What you have to do >> Please filter the data down to the lines that include the word "else" and copy them.

Stored data entries:
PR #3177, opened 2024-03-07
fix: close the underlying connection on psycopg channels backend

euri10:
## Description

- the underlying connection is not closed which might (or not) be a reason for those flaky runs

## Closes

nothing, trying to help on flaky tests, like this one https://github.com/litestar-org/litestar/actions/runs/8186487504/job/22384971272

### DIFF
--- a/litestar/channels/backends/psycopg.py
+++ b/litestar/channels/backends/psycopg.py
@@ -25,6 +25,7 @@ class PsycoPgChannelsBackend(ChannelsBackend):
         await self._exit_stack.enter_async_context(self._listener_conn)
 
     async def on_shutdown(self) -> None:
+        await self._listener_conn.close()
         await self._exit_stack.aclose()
* * *
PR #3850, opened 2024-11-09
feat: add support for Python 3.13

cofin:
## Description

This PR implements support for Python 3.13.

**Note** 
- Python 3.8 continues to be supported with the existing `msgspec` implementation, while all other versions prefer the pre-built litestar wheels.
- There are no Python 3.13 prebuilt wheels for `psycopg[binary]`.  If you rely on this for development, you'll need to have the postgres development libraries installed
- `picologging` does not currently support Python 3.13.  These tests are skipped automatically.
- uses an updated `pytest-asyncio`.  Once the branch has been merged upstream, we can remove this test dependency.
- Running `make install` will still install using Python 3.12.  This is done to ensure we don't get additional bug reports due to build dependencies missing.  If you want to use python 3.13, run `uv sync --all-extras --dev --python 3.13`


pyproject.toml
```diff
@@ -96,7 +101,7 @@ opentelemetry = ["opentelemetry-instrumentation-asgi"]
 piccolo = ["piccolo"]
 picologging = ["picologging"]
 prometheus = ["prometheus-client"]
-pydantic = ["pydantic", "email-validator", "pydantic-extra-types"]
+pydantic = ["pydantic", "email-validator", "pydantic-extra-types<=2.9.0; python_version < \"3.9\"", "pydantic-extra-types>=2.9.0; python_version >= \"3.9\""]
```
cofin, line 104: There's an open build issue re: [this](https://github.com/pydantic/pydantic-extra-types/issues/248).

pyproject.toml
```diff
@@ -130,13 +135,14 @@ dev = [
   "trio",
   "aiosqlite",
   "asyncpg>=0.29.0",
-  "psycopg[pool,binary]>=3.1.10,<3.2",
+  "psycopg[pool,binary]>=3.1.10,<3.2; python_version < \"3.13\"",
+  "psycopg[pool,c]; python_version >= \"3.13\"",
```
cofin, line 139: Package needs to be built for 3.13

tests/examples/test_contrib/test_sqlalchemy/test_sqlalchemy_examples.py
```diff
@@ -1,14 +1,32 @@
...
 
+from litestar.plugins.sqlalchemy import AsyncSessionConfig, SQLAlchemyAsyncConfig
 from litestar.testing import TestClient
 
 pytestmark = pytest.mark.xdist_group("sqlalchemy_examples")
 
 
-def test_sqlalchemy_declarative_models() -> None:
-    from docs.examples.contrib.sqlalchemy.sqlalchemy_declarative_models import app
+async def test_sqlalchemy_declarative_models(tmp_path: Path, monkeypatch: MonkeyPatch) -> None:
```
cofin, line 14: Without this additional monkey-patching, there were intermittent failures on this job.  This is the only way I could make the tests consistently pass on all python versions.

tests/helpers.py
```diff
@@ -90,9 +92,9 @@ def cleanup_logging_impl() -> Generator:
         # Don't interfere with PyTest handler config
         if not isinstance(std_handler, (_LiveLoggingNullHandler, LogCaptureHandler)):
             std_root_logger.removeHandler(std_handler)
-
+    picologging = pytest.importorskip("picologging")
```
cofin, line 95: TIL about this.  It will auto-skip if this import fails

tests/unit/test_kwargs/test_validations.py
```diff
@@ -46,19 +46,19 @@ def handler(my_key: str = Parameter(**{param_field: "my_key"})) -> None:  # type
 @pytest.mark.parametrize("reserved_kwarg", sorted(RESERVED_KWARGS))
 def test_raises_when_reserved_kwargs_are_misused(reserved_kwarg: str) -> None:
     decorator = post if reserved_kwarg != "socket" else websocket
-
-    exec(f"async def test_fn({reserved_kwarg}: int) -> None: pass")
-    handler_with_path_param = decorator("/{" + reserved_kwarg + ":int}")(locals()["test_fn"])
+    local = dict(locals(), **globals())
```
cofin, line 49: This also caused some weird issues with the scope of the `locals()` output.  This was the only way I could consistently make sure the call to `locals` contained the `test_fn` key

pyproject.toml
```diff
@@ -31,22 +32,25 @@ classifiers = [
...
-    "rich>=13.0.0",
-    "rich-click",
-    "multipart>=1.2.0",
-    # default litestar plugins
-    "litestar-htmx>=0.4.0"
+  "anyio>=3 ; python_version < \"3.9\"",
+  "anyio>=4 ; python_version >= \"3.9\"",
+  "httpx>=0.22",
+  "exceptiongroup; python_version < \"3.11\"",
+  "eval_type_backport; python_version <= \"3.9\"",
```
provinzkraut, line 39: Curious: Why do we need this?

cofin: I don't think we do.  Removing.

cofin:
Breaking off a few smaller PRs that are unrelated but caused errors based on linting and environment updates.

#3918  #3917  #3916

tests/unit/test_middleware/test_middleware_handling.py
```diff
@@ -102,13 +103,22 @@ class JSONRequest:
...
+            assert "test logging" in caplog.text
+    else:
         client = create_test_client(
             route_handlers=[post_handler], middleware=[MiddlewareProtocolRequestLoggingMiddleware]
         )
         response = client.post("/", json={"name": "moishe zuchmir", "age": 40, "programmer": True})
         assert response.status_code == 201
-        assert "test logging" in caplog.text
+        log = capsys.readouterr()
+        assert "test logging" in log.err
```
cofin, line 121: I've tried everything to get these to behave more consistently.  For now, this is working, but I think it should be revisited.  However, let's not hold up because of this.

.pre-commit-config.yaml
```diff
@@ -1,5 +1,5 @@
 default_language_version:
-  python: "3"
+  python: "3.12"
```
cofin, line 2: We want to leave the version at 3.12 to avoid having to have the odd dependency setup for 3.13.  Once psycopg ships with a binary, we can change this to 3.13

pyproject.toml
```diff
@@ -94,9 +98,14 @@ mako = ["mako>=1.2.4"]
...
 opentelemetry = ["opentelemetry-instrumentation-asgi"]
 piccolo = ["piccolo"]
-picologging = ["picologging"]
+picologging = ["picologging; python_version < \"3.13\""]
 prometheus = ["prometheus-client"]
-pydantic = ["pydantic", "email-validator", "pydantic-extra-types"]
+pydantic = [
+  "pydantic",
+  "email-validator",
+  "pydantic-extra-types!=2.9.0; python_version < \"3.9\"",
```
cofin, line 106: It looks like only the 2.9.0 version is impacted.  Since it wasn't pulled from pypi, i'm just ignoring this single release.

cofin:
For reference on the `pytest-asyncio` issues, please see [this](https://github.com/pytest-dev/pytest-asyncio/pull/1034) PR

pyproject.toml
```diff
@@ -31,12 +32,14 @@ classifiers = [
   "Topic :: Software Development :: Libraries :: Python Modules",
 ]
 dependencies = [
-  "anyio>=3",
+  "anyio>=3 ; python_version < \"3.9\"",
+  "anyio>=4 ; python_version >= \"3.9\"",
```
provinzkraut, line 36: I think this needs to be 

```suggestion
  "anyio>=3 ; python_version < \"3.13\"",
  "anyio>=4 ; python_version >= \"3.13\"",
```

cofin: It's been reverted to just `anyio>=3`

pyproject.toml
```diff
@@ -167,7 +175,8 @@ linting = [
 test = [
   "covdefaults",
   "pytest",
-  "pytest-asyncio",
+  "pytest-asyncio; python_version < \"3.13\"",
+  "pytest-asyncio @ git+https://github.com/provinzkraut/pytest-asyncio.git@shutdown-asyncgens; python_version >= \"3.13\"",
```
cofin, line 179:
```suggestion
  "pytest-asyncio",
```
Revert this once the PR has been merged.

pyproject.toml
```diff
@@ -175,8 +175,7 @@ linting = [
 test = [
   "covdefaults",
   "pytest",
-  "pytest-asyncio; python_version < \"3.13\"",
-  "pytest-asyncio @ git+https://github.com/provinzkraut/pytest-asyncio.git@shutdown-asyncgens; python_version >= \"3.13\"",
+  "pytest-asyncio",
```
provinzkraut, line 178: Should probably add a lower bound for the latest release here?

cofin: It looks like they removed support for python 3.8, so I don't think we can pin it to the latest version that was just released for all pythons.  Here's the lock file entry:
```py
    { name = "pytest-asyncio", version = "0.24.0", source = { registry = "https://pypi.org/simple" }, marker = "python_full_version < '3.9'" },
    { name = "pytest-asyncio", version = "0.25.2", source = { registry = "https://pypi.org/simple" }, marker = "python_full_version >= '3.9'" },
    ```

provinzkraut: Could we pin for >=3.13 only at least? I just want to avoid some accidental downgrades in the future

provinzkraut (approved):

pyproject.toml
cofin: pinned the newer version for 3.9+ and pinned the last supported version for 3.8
---
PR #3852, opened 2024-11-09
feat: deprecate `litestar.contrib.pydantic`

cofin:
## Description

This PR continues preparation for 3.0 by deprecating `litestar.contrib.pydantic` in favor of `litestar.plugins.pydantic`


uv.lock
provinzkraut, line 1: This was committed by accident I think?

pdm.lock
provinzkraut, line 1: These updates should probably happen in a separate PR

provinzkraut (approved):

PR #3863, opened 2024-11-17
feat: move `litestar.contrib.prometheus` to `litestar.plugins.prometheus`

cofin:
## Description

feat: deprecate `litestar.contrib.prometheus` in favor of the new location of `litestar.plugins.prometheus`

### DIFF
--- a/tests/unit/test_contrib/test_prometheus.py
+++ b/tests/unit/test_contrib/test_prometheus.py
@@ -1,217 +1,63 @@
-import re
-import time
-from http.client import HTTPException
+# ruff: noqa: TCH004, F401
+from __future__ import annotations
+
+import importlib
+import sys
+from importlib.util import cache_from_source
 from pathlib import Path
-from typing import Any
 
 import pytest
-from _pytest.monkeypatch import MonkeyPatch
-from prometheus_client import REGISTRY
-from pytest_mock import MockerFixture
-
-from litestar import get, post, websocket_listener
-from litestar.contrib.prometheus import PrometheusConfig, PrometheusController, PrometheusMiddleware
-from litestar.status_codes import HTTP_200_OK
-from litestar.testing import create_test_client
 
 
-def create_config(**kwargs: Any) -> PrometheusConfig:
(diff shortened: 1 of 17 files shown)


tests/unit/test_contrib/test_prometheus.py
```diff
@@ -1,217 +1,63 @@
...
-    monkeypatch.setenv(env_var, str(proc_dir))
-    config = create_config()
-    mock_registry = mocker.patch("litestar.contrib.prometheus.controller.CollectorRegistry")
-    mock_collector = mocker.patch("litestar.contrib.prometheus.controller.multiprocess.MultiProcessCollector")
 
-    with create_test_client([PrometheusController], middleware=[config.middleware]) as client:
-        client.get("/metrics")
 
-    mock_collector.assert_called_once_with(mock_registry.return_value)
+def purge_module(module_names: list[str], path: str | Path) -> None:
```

Solution >>
     decorator = post if reserved_kwarg != "socket" else websocket
+    else:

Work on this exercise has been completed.